# E93 Spy pic



## Alex Baumann (Dec 19, 2001)

from Auto Motor und Sport, Issue 19, 09/01/2004


----------



## Alex Baumann (Dec 19, 2001)

Please note that this is a prototype with retractable roof a la MB SLK. :eeps:


----------



## Kaz (Dec 21, 2001)

Alex Baumann said:


> Please note that this is a prototype with retractable roof a la MB SLK. :eeps:


Odd, I thought I read that BMW will not do retractable hardtops.


----------



## JPinTO (Dec 20, 2001)

Aiiiiiiiiiiiiiiiiiiiiiiiiiiiiiii! My Eyes!!!!


----------



## The Roadstergal (Sep 7, 2002)

Guessing at the under-cladding, but it looks pretty damn sleek.


----------



## hugh1850 (Jun 20, 2003)

When you say e93 do you mean 3 series coupe?
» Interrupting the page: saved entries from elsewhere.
PR #271, opened 2024-11-08
contracts-stylus: transfer-executor: Allow native ETH transfers

joeykraut:
### Purpose
This PR allows native ETH transfers by specifying the address `0xEeeeeEeeeEeEeeEeEeEeeEEEeeeeEeeeeeeeEEeE`, which is the standard native address fill-in for swap APIs.

In the case of a native ETH deposit, the contract expects the transaction payable amount to be the amount of the transfer, and makes a call to the configured WETH contract's `deposit` method using this same `value`. 

In the case of a native ETH withdrawal, the contract will call the WETH contract's `withdrawTo` method, passing the recipient along with this call.

In order to specify the WETH contract address, we constantize the value, but leave it empty in committed code. We also add a compile-time assertion that this value is non-empty, which fails in the `main` branch. This prevents someone who is deploying with the wrong WETH address configured, as they must fill it in for the contract to compile.

### Testing
- Deployed transfer executor to check binary size
- Other testing deferred until dummy WETH contract is built

### DIFF
--- a/contracts-stylus/src/contracts/transfer_executor.rs
+++ b/contracts-stylus/src/contracts/transfer_executor.rs
@@ -1,6 +1,8 @@
 //! The transfer executor contract, responsible for executing external transfers to/from the darkpool
 //! (it is intended to be delegate-called by the darkpool)
 
+use core::str::FromStr;
+
 use crate::{
     if_verifying,
     utils::{
@@ -11,7 +13,10 @@ use crate::{
         helpers::{
             assert_valid_signature, call_helper, deserialize_from_calldata, postcard_serialize,
         },
-        solidity::{transferCall, transferFromCall, ExternalTransfer as ExternalTransferEvent},
+        solidity::{
+            depositCall, transferCall, transferFromCall, withdrawToCall,
+            ExternalTransfer as ExternalTransferEvent,
+        },
     },
 };
 use alloc::{string::ToString, vec::Vec};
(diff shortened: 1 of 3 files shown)


contracts-stylus/src/contracts/transfer_executor.rs
```diff
@@ -28,15 +33,55 @@ use contracts_common::{
...
+/// We set this to zero to avoid the contract being compiled unless this value is changed. This
+/// prevents a contract from being deployed without the correct WETH address having been set
+/// manually by the deployer.
+///
+/// For convenience, the addresses of WETH on Arbitrum chains are below:
+/// - Sepolia: 0x980B62Da83eFf3D4576C647993b0c1D7faf17c73 // TODO: replace with dummy WETH address
+/// - Arbitrum One: 0x82aF49447D8a07e3bd95BD0d56f35241523fBabb
+///
+/// WARNING: A concrete WETH address should _not_ be committed to main, but should be manually set each time by the deployer
+const WETH_ADDRESS: &str = "";
```
akirillo: IMO we should have this be read from an environment variable at compile-time using `env!`, this will make it easier to deploy this contract in a script

contracts-stylus/src/contracts/transfer_executor.rs
```diff
@@ -28,15 +33,55 @@ use contracts_common::{
...
-    contract, evm,
+    call::Call,
+    contract, evm, msg,
     prelude::*,
     storage::{StorageAddress, StorageArray, StorageU256},
 };
 
+/// A dummy address for the native asset, constant across all chains
+/// 0xEeeeeEeeeEeEeeEeEeEeeEEEeeeeEeeeeeeeEEeE
+const NATIVE_ETH_ADDRESS: &str = "0xEeeeeEeeeEeEeeEeEeEeeEEEeeeeEeeeeeeeEEeE";
```
akirillo, line 44: 🐬

contracts-stylus/src/contracts/transfer_executor.rs
```diff
@@ -28,15 +33,55 @@ use contracts_common::{
...
+fn get_weth_address() -> Address {
+    Address::from_str(WETH_ADDRESS).expect("WETH_ADDRESS must be a valid address")
+}
+
+/// A helper method to parse the native ETH address from a string
+fn is_native_eth_address(addr: Address) -> bool {
+    let native_addr =
+        Address::from_str(NATIVE_ETH_ADDRESS).expect("NATIVE_ETH_ADDRESS must be a valid address");
+    addr == native_addr
+}
```
akirillo: this is a ridiculous nit, I know, but if we start getting close to binary size limit, I would replace the `expect`s with `unwrap` as we don't really need these `expect` message string literals taking up binary size

akirillo (approved):

contracts-stylus/src/contracts/transfer_executor.rs
joeykraut: fair, zero cost to do so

Why the change in E# with the coupe? Isn't the current 3 series coupe, sedan, wagon etc all e46?


----------



## Kaz (Dec 21, 2001)

hugh1850 said:


> When you say e93 do you mean 3 series coupe? Why the change in E# with the coupe? Isn't the current 3 series coupe, sedan, wagon etc all e46?


They started using separate numbers with the 7er, which is E65/66/67 depending on if it's SWB, LWB or Protection (I think). E61 is a E60 touring.


----------



## HW (Dec 24, 2001)

Alex Baumann said:


> Please note that this is a prototype with retractable roof a la MB SLK. :eeps:


was about time.


----------



## Alex Baumann (Dec 19, 2001)

hugh1850 said:


> When you say e93 do you mean 3 series coupe? Why the change in E# with the coupe? Isn't the current 3 series coupe, sedan, wagon etc all e46?
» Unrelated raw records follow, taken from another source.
PR #273, opened 2024-11-09
contracts-stylus: test-contracts: dummy-weth: Add WETH contract

joeykraut:
### Purpose
This PR adds a dummy WETH contract (which inherits the Erc20 contract) and updates the scripts to make it deployable through the CLI.

I bumped the stylus sdk version to get inheritance support, which required changing the macros that derive contract methods.

### Testing
- Deployed the WETH contract and tested its wrapper-specific methods

### DIFF
--- a/contracts-stylus/src/contracts/test_contracts/dummy_weth.rs
+++ b/contracts-stylus/src/contracts/test_contracts/dummy_weth.rs
@@ -1,0 +1,89 @@
+//! A mock ERC20 token implementation with wrapper functionality used for testing.
+//!
+//! Modeled after the WETH9 contract code:
+//!     https://etherscan.io/token/0xc02aaa39b223fe8d0a0e5c4f27ead9083c756cc2#code
+//!
+//! THIS IS NOT MEANT TO BE DEPLOYED AS A PRODUCTION CONTRACT.
+
+use alloc::vec::Vec;
+use alloy_sol_types::sol;
+use stylus_sdk::{
+    alloy_primitives::{Address, U256},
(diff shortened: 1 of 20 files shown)


contracts-stylus/src/lib.rs
```diff
@@ -11,7 +11,3 @@ mod contracts;
 mod utils;
 
 extern crate alloc;
-
```
joeykraut, line 14: the new SDK declares this directly

contracts-stylus/src/contracts/test_contracts/dummy_weth.rs
```diff
@@ -0,0 +1,89 @@
...
+        let amount = amount.try_into().unwrap();
+        let mut bal = self.erc20.balances.setter(sender);
+        let old_bal = bal.get();
+        if old_bal < amount {
+            return Err(ERR_WITHDRAWAL_EXCEEDS_BALANCE.to_vec());
+        }
+        bal.set(old_bal - amount);
+
+        // Transfer the ETH and log the withdrawal
+        transfer_eth(to, amount)?;
```
akirillo, line 53: we could also add a check that the contract's ETH balance is greater than `amount`, though of course the call would just revert anyway if this is not the case

akirillo (approved):

contracts-stylus/src/contracts/test_contracts/dummy_weth.rs
joeykraut: will do

PR #274, opened 2024-11-09
rust-toolchain: Bump to fix SIMD generation

joeykraut:
### Purpose
This PR bumps the rust toolchain to fix an issue wherein SIMD instructions were created in the `wasm32_unknown_unknown` target even with the `simd` feature disabled. This prevents WASM binaries from being deployed to stylus.

I also removed the darkpool contract from the list of size-optimized binaries, as it is no longer constrained by size.

### Testing
- Built and deployed all contracts


akirillo (approved):
Curious to see gas costs now that the darkpool is compiled with performance optimizations :0

PR #276, opened 2024-11-12
rustfmt: Use relayer repo's rust fmt file

joeykraut:
### Purpose
This PR adds the `rustfmt.toml` file from the relayer for repo-consistency and formats the repo with `cargo fmt`


akirillo (approved):
Approving under the assumption that the only changes here are applying the new formatting rules

PR #459, opened 2016-12-08
2005 by Inlead: Remove providers from Staff list.

bozeak:
Here are exported changes for the next issues:

- http://platform.dandigbib.org/issues/2005
- http://platform.dandigbib.org/issues/2014


cableman:
Reviewed and approved

PR #462, opened 2016-12-09
Feature/2013 responsive notifications menu

JrgenGNielsen:
trying to compile a css that CircleCI will accept


JrgenGNielsen:
see also: https://github.com/ding2/ding2/pull/447 - only, here the css compiles to correspond to CircleCI's setup

PR #465, opened 2016-12-12
174 by Inlead: Add classification to overall display.

bozeak:
http://platform.dandigbib.org/issues/174


modules/ting/ting.field.inc
```diff
@@ -481,6 +498,18 @@ function ting_field_formatter_view($entity_type, $entity, $field, $instance, $la
         }
         break;
 
+      case 'ting_literary_form_default':
+        if (!empty($entity->reply->record['dc:subject']['dkdcplus:DK5'][0])) {
```
NicolaeGrigoriu: It is good, but the wrapper function **getClassification** also could be used. https://github.com/easySuite/ding2/blob/master/modules/ting/ting.entities.inc#L67.

So, overall construction can have some form
`if ($classification = getClassification()) {
   $literary_form = (!$classification || $classification == '86') ? t('Fiction') : t('Non-Fiction');
  // Your rest code goes here.
}`

guddo:
Moved to https://github.com/ding2/ding2/pull/482.

PR #468, opened 2016-12-13
2063 by Inlead: Export to feature.

guddo:
http://platform.dandigbib.org/issues/2063

PR #469, opened 2016-12-13
2063 by Inlead: Changes wrong function.

inlead:
http://platform.dandigbib.org/issues/2063


inlead:
Merged in https://github.com/ding2/ding2/pull/468.

PR #471, opened 2016-12-14
Feature/2038 ding interaction padding

JrgenGNielsen:
trying to compile a css that CircleCI will accept
see also: #445 - only, here the css compiles to correspond to CircleCI's setup


JrgenGNielsen:
reviewed and approved

PR #480, opened 2016-12-16
1618: Blacklisting of branches.

inlead:
http://platform.dandigbib.org/issues/1912

### DIFF
--- a/modules/fbs/fbs.module
+++ b/modules/fbs/fbs.module
@@ -212,7 +212,7 @@ function fbs_settings_form() {
     '#type' => 'actions',
     'submit' => array(
       '#type' => 'submit',
-      '#value' => t('Update list')
+      '#value' => t('Update list'),
     ),
   );
 
--- a/modules/fbs/fbs.module
+++ b/modules/fbs/fbs.module
@@ -581,3 +581,22 @@ function _fbs_wayf_login($name, $value = NULL) {
 
   return NULL;
 }
+
+/**
+ * Implements hook_ting_pre_execute().
+ *
+ * Filter out blacklisted branches from search.
+ */
+function fbs_ting_pre_execute($request) {
+  // We only want to modify searches.
+  if (gettype($request) != 'TingClientSearchRequest') {
+    return;
+  }
+  $fbs_branches_blacklist = variable_get('fbs_branches_blacklist', array());
+  $query = $request->getQuery();
+  if (!empty($fbs_branches_blacklist)) {
+    $query .= ' AND (holdingsitem.branch = (* not ' . implode(' not ',
+        $fbs_branches_blacklist) . '))';
+    $request->setQuery($query);
+  }
+}
--- a/modules/fbs/fbs.module
+++ b/modules/fbs/fbs.module
@@ -198,6 +198,42 @@ function fbs_settings_form() {
     '#description' => t('Allow users to delete their reservations as well as ready for pickup ones.'),
   );
 
+  // Update list of branches.
+  $form['update'] = array(
+    '#type' => 'fieldset',
+    '#title' => t('Update from library system'),
+  );
+
+  $form['update']['fbs_branches_last_updated'] = array(
+    '#markup' => '<label>Last updated:</label>' . (variable_get('fbs_branches_last_updated', 0) ? date('Y-m-d H:i:s', variable_get('fbs_branches_last_updated')) : '<em>' . t('Never') . '</em>'),
+  );
+
+  $form['update']['fbs_update'] = array(
+    '#type' => 'actions',
+    'submit' => array(
+      '#type' => 'submit',
+      '#value' => t('Update list')
+    ),
+  );
+
+  // Branches and blacklisted branches.
+  $form['branches'] = array(
+    '#type' => 'fieldset',
+    '#title' => t('Branches Blacklist'),
+    '#description' => t('Choose which branches to blacklist from searches'),
+  );
+  $fbs_branches = variable_get('fbs_branches', array());
+  $fbs_branches_blacklist = variable_get('fbs_branches_blacklist', array());
+  foreach ($fbs_branches as $id => $branch) {
+    $form['branches']['fbs_branch_' . $id] = array(
+      '#type' => 'checkbox',
+      '#title' => check_plain($branch),
+      '#default_value' => isset($fbs_branches_blacklist[$id]) ? TRUE : FALSE,
+    );
+  }
+
+  $form['#submit'][] = 'fbs_settings_form_submit';
+
   return system_settings_form($form);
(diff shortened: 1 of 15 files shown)


modules/fbs/fbs.module
```diff
@@ -520,3 +623,22 @@ function _fbs_wayf_login($name, $value = NULL) {
...
+    return;
+  }
+  $fbs_branches_blacklist = variable_get('fbs_branches_blacklist', array());
+  $query = $request->getQuery();
+  if (!empty($fbs_branches_blacklist)) {
+    $query .= ' AND (holdingsitem.branch = (* not ' . implode(' not ',
+        $fbs_branches_blacklist) . '))';
+    $request->setQuery($query);
+  }
+}
```
holt83: I think this need to be:
$query.= '(' . $query . ') AND (holdingsitem.branch = (* not ' . implode(' not ', $fbs_branches_blacklist) . '))';
To ensure proper evaluation of the query.

modules/fbs/fbs.module
```diff
@@ -520,3 +623,22 @@ function _fbs_wayf_login($name, $value = NULL) {
...
+/**
+ * Implements hook_ting_pre_execute().
+ *
+ * Filter out blacklisted branches from search.
+ */
+function fbs_ting_pre_execute($request) {
+  // We only want to modify searches.
+  if (gettype($request) != 'TingClientSearchRequest') {
+    return;
+  }
```
holt83: Will gettype work here? Look at possible values in documentation: http://php.net/manual/en/function.gettype.php

Think it's better to use is_a or instanceof.

Also are we targeting TingCollectionRequest also? If not get_class should be used instead.

modules/fbs/fbs.module
```diff
@@ -198,6 +198,61 @@ function fbs_settings_form() {
...
+  $form['branches'] = array(
+    '#type' => 'fieldset',
+    '#title' => t('Holdings Branches Blacklist'),
+    '#description' => t('Choose which branches to blacklist from searches'),
+  );
+  $fbs_branches = variable_get('fbs_branches', array());
+  $fbs_branches_blacklist = variable_get('fbs_branches_blacklist', array());
+  foreach ($fbs_branches as $id => $branch) {
+    $form['branches']['fbs_branch_' . $id] = array(
+      '#type' => 'checkbox',
```
xendk: This should be a "checkboxes" element.

modules/fbs/fbs.module
```diff
@@ -208,6 +263,46 @@ function fbs_settings_form_submit($form, &$form_state) {
...
+  // Blacklisted branches for holdings/availability.
+  $fbs_branches = variable_get('fbs_branches', array());
+  $fbs_branches_blacklist = array();
+  foreach ($form_state['values'] as $key => $value) {
+    $matches = array();
+    if (preg_match('/^fbs_branch_(\w+-\d+)$/', $key, $matches)) {
+      $branch_id = $matches[1];
+      if (isset($fbs_branches[$branch_id]) && $value) {
+        if ($value) {
+          $fbs_branches_blacklist[$branch_id] = $branch_id;
```
xendk: This should be about two lines with "checkboxes" and (possibly) array_filter().

modules/fbs/fbs.module
```diff
@@ -341,6 +436,14 @@ function fbs_branches() {
     }
 
     asort($branches);
+
+    // Filtering blacklisted branch if such exists.
+    $blacklisted = variable_get('fbs_user_branches_blacklist', array());
+    if (!empty($blacklisted)) {
```
xendk: If statement not needed, foreach will loop zero times on an zero length array.

modules/fbs/fbs.module
xendk: gettype wont work.

Why shouldn't we target collections too?

modules/fbs/fbs.module
xendk: And elements in `$fbs_branches_blacklist` should be quoted, as `holdingsitem.branch` apparently is the string (ref: http://platform.dandigbib.org/issues/1618#note-31)

Which also means that `$fbs_branches_blacklist` cannot be used directly, but needs to be mapped from IDs to names. Alternatively, `$fbs_branches_blacklist` is an ID => name array, and this uses array_values() while the other uses array_keys().

modules/fbs/fbs.module
```diff
@@ -198,6 +198,61 @@ function fbs_settings_form() {
...
+    ),
+  );
+
+  // Branches and blacklisted branches.
+  $form['branches'] = array(
+    '#type' => 'fieldset',
+    '#title' => t('Holdings Branches Blacklist'),
+    '#description' => t('Choose which branches to blacklist from searches'),
+  );
+  $fbs_branches = variable_get('fbs_branches', array());
```
xendk: No...

Use `fbs_branches()`, and either kill the update button (why do we need it?) or implement caching in `fbs_branches()`.

modules/fbs/fbs.module
```diff
@@ -198,6 +198,61 @@ function fbs_settings_form() {
...
+    '#title' => t('User Branches Blacklist'),
+    '#description' => t('Choose which branches to blacklist from user profile.'),
+  );
+
+
+  $fbs_user_branches_blacklist = variable_get('fbs_user_branches_blacklist', array());
+
+  foreach ($fbs_branches as $bid => $user_branch) {
+    $form['user_branches']['fbs_user_branch_' . $bid] = array(
+      '#type' => 'checkbox',
```
xendk: Same.

modules/fbs/fbs.module
```diff
@@ -198,6 +198,61 @@ function fbs_settings_form() {
...
+      '#title' => check_plain($user_branch),
+      '#default_value' => isset($fbs_user_branches_blacklist[$bid]) ? TRUE : FALSE,
+    );
+  }
+
+  $a = 1;
+
+  $form['#submit'][] = 'fbs_settings_form_submit';
```
xendk: Unnecessary.

modules/fbs/fbs.module
xendk: Ah, just spotted that `fbs_branches()` filters the branches. It shouldn't.

Rather, there should be a `fbs_reservation_branches()` that returns the filtered list, which should be used where it matters.

modules/fbs/fbs.module
holt83: You're right: We should target collections too. Don't know what I was thinking about when I wrote that.

I guess the best option is instanceof then: http://stackoverflow.com/questions/3017684/what-is-the-difference-between-is-a-and-instanceof

xendk:
@kasperg superseeded by #576

PR #481, opened 2016-12-16
2089 by Inlead: Do not flush caches on update_hooks.

inlead:
http://platform.dandigbib.org/issues/2089


inlead:
Patch not needed.

PR #483, opened 2016-12-20
1527: Redirect to registration page for unknown WAYF logins

arnested:
http://platform.dandigbib.org/issues/1527

Redirect unknown users logging in via WAYF to the registration page.

We avoid redirecting to the front page (as it used to be) because messages will are lost on sites that strip sessions cookies from the front page.


JrgenGNielsen:
reviewed and approved

PR #486, opened 2016-12-20
430: Fix search_api warnings and notices

holt83:


cableman:
Reviewed and approved

PR #487, opened 2016-12-20
1404 by Inlead: Fixes displaying of prices and of reserve button.

avoykov:
http://platform.dandigbib.org/issues/1404


JrgenGNielsen:
reviewed and approved

PR #488, opened 2016-12-20
430: Fix patch on wrong module

holt83:


JrgenGNielsen:
Reviewed and approved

The coupe is (will be) E92. And as Kaz said the touring will be E91.


----------



## allaboutme (Dec 22, 2003)

I guess that could be a retractable hardtop, but the pictures are too blurred to see the separation lines.

Anyway, that thing looks bloated even if it's under cladding.


----------



## nickeltong (Mar 16, 2004)

I want that body armor.

You think they'll sell it as an option?


----------



## HW (Dec 24, 2001)

allaboutme said:


> I guess that could be a retractable hardtop, but the pictures are too blurred to see the separation lines.
> 
> Anyway, that thing looks bloated even if it's under cladding.
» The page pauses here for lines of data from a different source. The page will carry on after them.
PR #1140, opened 2018-07-31
3706: Dont check false collections

BirkAndMe:
https://platform.dandigbib.org/issues/3706

### DIFF
--- a/modules/p2/ding_message/ding_message.module
+++ b/modules/p2/ding_message/ding_message.module
@@ -249,41 +249,42 @@ function ding_message_check_element($uid, DingListElement $element, $message = N
       if ($result->getNumTotalCollections() > 0) {
         // Get the first element in the search result set.
         $collections = $result->getTingEntityCollections();
-        $first_collection = current($collections);
-        if (!empty($message)) {
-          // If the first search result element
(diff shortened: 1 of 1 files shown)


modules/p2/ding_message/ding_message.module
```diff
@@ -249,42 +249,43 @@ function ding_message_check_element($uid, DingListElement $element, $message = N
...
-            $count = array_search($last_element_id, $collection_ids);
-            // Add the count to the new elements count.
-            $new_elements_count += $count;
-            if ($status != DING_MESSAGE_ACTIVE) {
-              // If the messages has been seen,
-              // set the last and first element ids.
-              // Set all values for a new message to be created.
-              $last_element_id = $first_collection->getId();
-              $first_element_id = $collection_ids[$count - 1];
+        if ($first_collection = current($collections)) {
```
kasperg: As I see it this only ensures that the first entry in `$collections` is not `false`. However the remaining entries in might have an unexpected value as well. This would cause errors for `array_map` on L258. This has an anonymous function with a typed argument.

I suggest adding `$collections = array_filter($collections)` before the `if` statement to remove all entries evaluating to `FALSE`.

PR #1141, opened 2018-08-01
3703: Fix fatal php error when viewing /ekurser.

holt83:
And also ensure the search query is using facet.subject.

https://platform.dandigbib.org/issues/3703

Regarding simplification of facet.subject terms extraction. As mentioned in commit message:

As documented in \Ting\Search\TingSearchResultInterface, the getFacets() method returns a list of facets keyed by facet name. Hence there can only be one entry for the facet with name facet.subject and there's no need to do any filtering. 
This simplification also fixes the fatal PHP error, since it remove the need to use the splat-operator (which where failing before because of associative array)


kasperg:
@rasben Take a look here when working on #1163.

PR #1143, opened 2018-08-06
3696: Check drupal_page_is_cacheable() for anonymous users

holt83:
https://platform.dandigbib.org/issues/3696

Some libraries was experiencing spam on the contact-form, which was already honeypot enabled.

I discovered that honeypot was trying to mark page as non-cacheable, but because of the logic in ding_varnish module this wasn't respected.

I have testet with Varnish that the contact-form isn't cached anymore with the changes in this PR.


JrgenGNielsen:
reviewed and approved

PR #1147, opened 2018-08-13
2223: New open search cache model

cableman:
This is a new PR (for #1075) without the availability optimisations.

See https://platform.dandigbib.org/issues/2223


modules/opensearch/opensearch.client.inc
```diff
@@ -732,11 +425,130 @@ function opensearch_execute($request) {
...
     timer_stop('ting');
   }
 }
 
+/**
+ * Try and predict future search requests and warm up cache.
+ *
+ * Base on the collections given and the entity model for ting objects we expect
+ * the next search requests to be getCollectionRequest and getObjectRequest
+ * without relations. The information to populate the cache with response to
```
kasperg: ...  but `opensearch_execute` will always enable relations given the change on L352?

modules/opensearch/opensearch.client.inc
```diff
@@ -732,11 +425,130 @@ function opensearch_execute($request) {
...
+ * Insert search response based on request.
+ *
+ * @param TingClientRequest $request
+ *   The search request that gives the response.
+ * @param \TingClientObject|\TingClientObjectCollection|array $response
+ *   The response to the request.
+ * @param array $opensearch_static_fast
+ *   The fast static cache used by opensearch_execute().
+ */
+function _opensearch_cache_insert(TingClientRequest $request, $response, array &$opensearch_static_fast) {
```
kasperg: If we have an `_opensearch_cache_insert` why is there no `_opensearch_cache_get`?

modules/opensearch/opensearch.client.inc
```diff
@@ -716,14 +394,29 @@ function opensearch_execute($request) {
...
       }
     }
 
+    // Update the cache with the raw response object from the data well for
+    // faster processing. Also set the static cache.
+    _opensearch_cache_insert($request, $response, $opensearch_static_fast);
+    $opensearch_static_fast[$cid] = $response;
+    if ($ttl = variable_get('opensearch_cache_lifetime', OPENSEARCH_DEFAULT_CACHE_LIFETIME)) {
+      cache_set($cid, $response, 'cache_opensearch', REQUEST_TIME + $ttl);
+    }
```
kasperg: L407-L410 seems to do the same as L406?

modules/ding_availability/ding_availability.field.inc
```diff
@@ -225,8 +225,11 @@ function ding_availability_field_formatter_view($entity_type, $entity, $field, $
             $url = entity_uri('ting_collection', $entities[0]);
           }
 
-          // Mark as available if it is an online resource.
-          if (in_array(drupal_strtolower($type), $online_types) || $entities[0]->getOnline_url(FALSE)) {
+          // Mark as available if it is an online resource. As some types are
+          // not always predefined online type we need to check if the entity
+          // has an online URL. Please not tht that this in most cases will
+          // trigger a search request with get all relations.
+          if (in_array(drupal_strtolower($type), $online_types) || $entities[0]->getOnline_url()) {
```
kasperg: Given the change to `opensearch_execute` additional search requests should be prevented.

modules/ding_carousel/js/ding_carousel.js
```diff
@@ -190,9 +190,14 @@
...
-            var id = match.substring(match.indexOf(':') + 1);
+            var local_id = match.substring(match.indexOf(':') + 1);
+            var id = match.match(/(\d+-\w+:\d+)$/)[0];
             match = match.replace('reservation', 'availability').replace(':', '');
-            Drupal.settings.ding_availability[match] = [ id ];
+            Drupal.settings.ding_availability.push({
+              'html_id': match,
+              'local_id': local_id,
+              'id': id
+            });
```
kasperg: This change seems to belong to #1149.

modules/ting/ting.module
```diff
@@ -468,20 +452,26 @@ function ting_ding_entity_buttons($type, $entity) {
...
+    if (strpos($view_mode, 'teaser') === FALSE) {
+      $collection = ting_collection_load($entity->id);
+      if (count($collection->getTypes()) > 1) {
+        $buttons[] = [
+          '#theme' => 'link',
+          '#text' => t('Other formats'),
+          '#path' => '#',
+          '#options' => [
+            'attributes' => [
+              'class' => ['action-button', 'other-formats'],
```
kasperg: To be honest such a button could as easily be generated clientside. It has no relevance serverside.

modules/opensearch/opensearch.client.inc
```diff
@@ -688,19 +330,55 @@ function opensearch_get_request_factory() {
...
 
+  // Due to the way the entity module is used to handle ting_objects a search
+  // with get all relations is going to be triggered for almost all requests. So
+  // to pre-heat the cache the optimal solution will be to get all relations
+  // within the first search request and predict the next request and put that
+  // result into the cache based on the first result. This will result in an
+  // slower first request but overall a lot fewer request to the data well in
+  // the search pages.
+  if ($request instanceof TingClientCollectionRequest || $request instanceof TingClientObjectRequest || $request instanceof TingClientSearchRequest) {
+    $request->setAllRelations(1);
```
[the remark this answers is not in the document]
cableman: Fixed

modules/ding_carousel/js/ding_carousel.js
cableman: Moved to #1149

modules/opensearch/opensearch.client.inc
cableman: Updated the comment

modules/opensearch/opensearch.client.inc
cableman: Yes, the insert is used from with in different helper functions (trying to pre-heat/predict the cache) where get is only preformed in one place.

modules/ding_availability/ding_availability.field.inc
cableman: They should but in some cases with list and cold cache this might still trigger an extra search request or get object.

modules/opensearch/opensearch.client.inc
cableman: Right... fixed

modules/ting/ting.module
cableman: It all comes back to the way the entity_button hook is miss-used in the theme.

E.g. https://github.com/ding2/ding2/blob/master/themes/ddbasic/template.php#L825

you can see the lines on the rear quarter panel area and the trunk where the trunk would be hinged aft of the car for the folding top. i'm guessing that the folding top will hinge somewhere at the b-pillar mark. the c-pillars may/could sink under and the part of the top around the b-pillar would fold and push out towards the back of the trunk.


----------



## Fast Bob (Jun 4, 2004)

I`d like to see better (clearer) pictures before passing judgement.... nice black paint makes just about *any* car look better....those Alpina-style wheels look like they`d be even suckier to clean than 135s....

Regards,
Bob


----------



## dusterbuster (Jan 29, 2003)

Alex Baumann said:


> Please note that this is a prototype with retractable roof a la MB SLK. :eeps:


wow, that's an awfully big roof to be retractable. can't be very good in terms of weight or trunk space. i too had thought i read somewhere that bmw was not going with the retractable hardtop, but maybe they've changed their minds? :dunno:


----------



## LeucX3 (Dec 26, 2001)

nickeltong said:


> I want that body armor.
> 
> You think they'll sell it as an option?


I have that on my car...it's called non-body color bumpers.


----------



## TD330ci (Dec 29, 2001)

HW said:


> you can see the lines on the rear quarter panel area and the trunk where the trunk would be hinged aft of the car for the folding top. i'm guessing that the folding top will hinge somewhere at the b-pillar mark. the c-pillars may/could sink under and the part of the top around the b-pillar would fold and push out towards the back of the trunk.


I think those are just tape lines. Looks like regular cab with a hard top to me. :dunno:


----------



## HW (Dec 24, 2001)

TD330ci said:


> I think those are just tape lines. Looks like regular cab with a hard top to me. :dunno:


http://www.bimmerfest.com/forums/showpost.php?p=876340&postcount=2


----------



## HW (Dec 24, 2001)

dusterbuster said:


> wow, that's an awfully big roof to be retractable. can't be very good in terms of weight or trunk space. i too had thought i read somewhere that bmw was not going with the retractable hardtop, but maybe they've changed their minds? :dunno:


 :eeps: 'vert mode for more rear wheel traction, top up for more understeer :eeps:


----------



## kurichan (May 1, 2004)

I suspect I'll be having nightmares about what's under that cladding... I shudder to think!


----------